Your goal:
Show all lines of the listing that hold the word "commit".

Exercise data:
PR #174, opened 2023-01-05
fix 1.32.4 packaging

bloodearnest:
Fix b0rked packaging from last job-runner update.

Also add deeper packaging test, and tell pre-commit to STFU


.pre-commit-config.yaml
```diff
@@ -6,6 +6,7 @@ repos:
     rev: 22.12.0
     hooks:
     - id: black
+      exclude: opensafely/_vendor/
```
ghickman, line 9: We can put this at the top level to save some repetition: https://pre-commit.com/index.html#pre-commit-configyaml---top-level

ghickman (approved):
All looks sensible to me 👍

evansd (approved):

.pre-commit-config.yaml
bloodearnest: thanks, fixed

Expected output:
Also add deeper packaging test, and tell pre-commit to STFU
.pre-commit-config.yaml
ghickman, line 9: We can put this at the top level to save some repetition: https://pre-commit.com/index.html#pre-commit-configyaml---top-level
.pre-commit-config.yaml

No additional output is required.